• [Information]

PR #327, opened 2025-05-13
This commit introduces the hierarchical memory feature, allowing GEMI…

allenhutchison:


packages/cli/src/config/config.ts
```diff
@@ -61,7 +77,237 @@ async function parseArguments(): Promise<CliArgs> {
...
+
+  return finalArgv;
+}
+
+/**
+ * Finds the root of the project containing the given directory.
+ * Project root is defined as the closest ancestor directory containing a '.git' folder.
+ * Returns null if no '.git' directory is found up to the filesystem root.
+ */
+async function findProjectRoot(startDir: string): Promise<string | null> {
```
NTaylorMullen, line 100: Ah this is an interesting shift. Why not treat the target dir (i.e. the one GC was opened in) as root?

packages/cli/src/config/config.ts
```diff
@@ -61,7 +77,237 @@ async function parseArguments(): Promise<CliArgs> {
...
+}
+
+/**
+ * Reads the content of multiple GEMINI.md files.
+ */
+async function readGeminiMdFiles(
+  filePaths: string[],
+  debugMode: boolean,
+): Promise<Array<string | null>> {
+  const contents: Array<string | null> = [];
```
NTaylorMullen: We'll probably want to mark the file paths in the content collection. For instance, if you have a sub-folder with its own GEMINI.md you probably don't want those instructions to impact interactions outside of that directory

packages/server/src/config/config.ts
```diff
@@ -86,6 +87,11 @@ export class Config {
   getUserAgent(): string {
     return this.userAgent;
   }
+
+  // Added getter for userMemory
+  getUserMemory(): string {
+    return this.userMemory;
```
NTaylorMullen, line 94: We'll probably want to conditionally refresh this in case users change/update GEMINI.md's

packages/server/src/core/prompts.ts
```diff
@@ -158,4 +168,6 @@ assistant: I can run \`rm -rf ./temp\`. This will permanently delete the directo
 # Final Reminder
 Your core function is efficient and safe assistance. Balance extreme conciseness with the crucial need for clarity, especially regarding safety and potential system modifications. Always prioritize user control and project conventions. Never make assumptions on the contents of files; instead use '${ReadFileTool.Name}' or '${ReadManyFilesTool.Name}' to ensure you aren't making broad assumptions. Finally, you are an agent - please keep going until the user's query is completely resolved.
 `;
+
+  return `${memoryPrefix}${basePrompt}`;
```
NTaylorMullen: Oh interesting, having the memory prefix the base prompt? What's the motivation there?

NTaylorMullen (commented):
Few other follow ups:
- Will probably want to replace one of the <Tips> with a mention of using GEMINI.md

packages/server/src/core/prompts.ts
allenhutchison: I'm going back and forth on this, I think in the end I'd rather put it at the end, but wanted to have a discussion on it here.

packages/cli/src/config/config.ts
allenhutchison: I want the GEMINI.md to be heirarchacal. So any GEMINI.md in the project root applies to any invocation underneath that project root.

packages/server/src/core/prompts.ts
NTaylorMullen: ya I think the core system instructions are more important so I lean towards having memory as a suffix rather than prefix

allenhutchison: Fixed.

packages/server/src/config/config.ts
allenhutchison: How about I add a new slash command /refreshmemory to accomplish this. This will allow the user to stay in control and won't update the way the app works unexpectedly (i.e. like on a git pull). We can come back and do something fancier like watching the files for changes and alerting the user later?

NTaylorMullen: That sounds like a reasonable middleground!

allenhutchison: ok we now have /refreshmemor and /showmemory I will probably want to refactor those into /memory refresh and /memory show later on to make room for /memory add or something similar down the line.

packages/cli/src/config/config.ts
allenhutchison: This is done now.

packages/cli/src/config/config.ts
allenhutchison: Discussed offline. I think we are on the same page now.

packages/cli/src/config/config.test.ts
```diff
@@ -0,0 +1,76 @@
+/**
+ * @license
+ * Copyright 2025 Google LLC
+ * SPDX-License-Identifier: Apache-2.0
+ */
+
+// packages/cli/src/config/config.test.ts
+
+import { describe, it, expect, vi, beforeEach, afterEach } from 'vitest';
+// import * as fsPromises from 'fs/promises';
```
NTaylorMullen, line 10: I assume these are commented out because of the root note below

packages/cli/src/config/config.ts
```diff
@@ -15,9 +19,32 @@ import {
...
+  // eslint-disable-next-line @typescript-eslint/no-explicit-any
+  warn: (...args: any[]) => console.warn('[WARN]', ...args),
+  // eslint-disable-next-line @typescript-eslint/no-explicit-any
+  error: (...args: any[]) => console.error('[ERROR]', ...args),
+};
+
 const DEFAULT_GEMINI_MODEL = 'gemini-2.5-pro-preview-05-06';
+const GEMINI_MD_FILENAME = 'GEMINI.md';
+const GEMINI_CONFIG_DIR = '.gemini';
+// TODO(adh): Refactor to use a shared ignore list with other tools like glob and read-many-files.
```
NTaylorMullen, line 35: 💯, even cooler we may want to eventually make this list configurable by the user and/or understand .gitignore

packages/cli/src/config/config.ts
```diff
@@ -61,46 +88,318 @@ async function parseArguments(): Promise<CliArgs> {
...
+    if (parentDir === currentDir) {
+      return null;
+    }
+    currentDir = parentDir;
+  }
+}
+
+async function collectDownwardGeminiFiles(
+  directory: string,
+  collectedPaths: string[],
```
NTaylorMullen: Possible to return the collected paths instead?

packages/cli/src/ui/hooks/useGeminiStream.ts
```diff
@@ -197,27 +235,16 @@ export const useGeminiStream = (
...
-            // we should maximize the amount of output sent to <Static />.
             const splitPoint = findLastSafeSplitPoint(geminiMessageBuffer);
             if (splitPoint === geminiMessageBuffer.length) {
-              // Update the existing message with accumulated content
               setPendingHistoryItem((item) => ({
                 type: item?.type as 'gemini' | 'gemini_content',
                 text: geminiMessageBuffer,
               }));
             } else {
-              // This indicates that we need to split up this Gemini Message.
```
NTaylorMullen: Should bring this one back

packages/cli/src/ui/hooks/useGeminiStream.ts
```diff
@@ -197,27 +235,16 @@ export const useGeminiStream = (
 
             geminiMessageBuffer += event.value;
 
-            // Split large messages for better rendering performance. Ideally,
```
NTaylorMullen: ditto

packages/server/src/tools/read-many-files.ts
```diff
@@ -100,6 +100,7 @@ const DEFAULT_EXCLUDES: string[] = [
   '**/*.odp',
   '**/*.DS_Store',
   '**/.env',
+  '**/GEMINI.md',
```
NTaylorMullen, line 103: ah interesting, good catch

NTaylorMullen (approved):
There's a number of stale / descriptive comments you could probably do a pass. I've been doing:

```
In my last commit I introduced a number of comments that weren't necessarily high-value. Could you cleanup my last commit for me and remove any non-high value comment that were added?
```

packages/cli/src/config/config.test.ts
allenhutchison: Yes, and cleaned up.

packages/cli/src/config/config.ts
allenhutchison: agree

packages/cli/src/ui/hooks/useGeminiStream.ts
allenhutchison: done

packages/cli/src/ui/hooks/useGeminiStream.ts
allenhutchison: done

packages/server/src/tools/read-many-files.ts
allenhutchison: Thanks.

• [What needs to be done]
In the entries above, count the lines that include "splitPoint" and write nothing but that number.

• [Exercise response]
2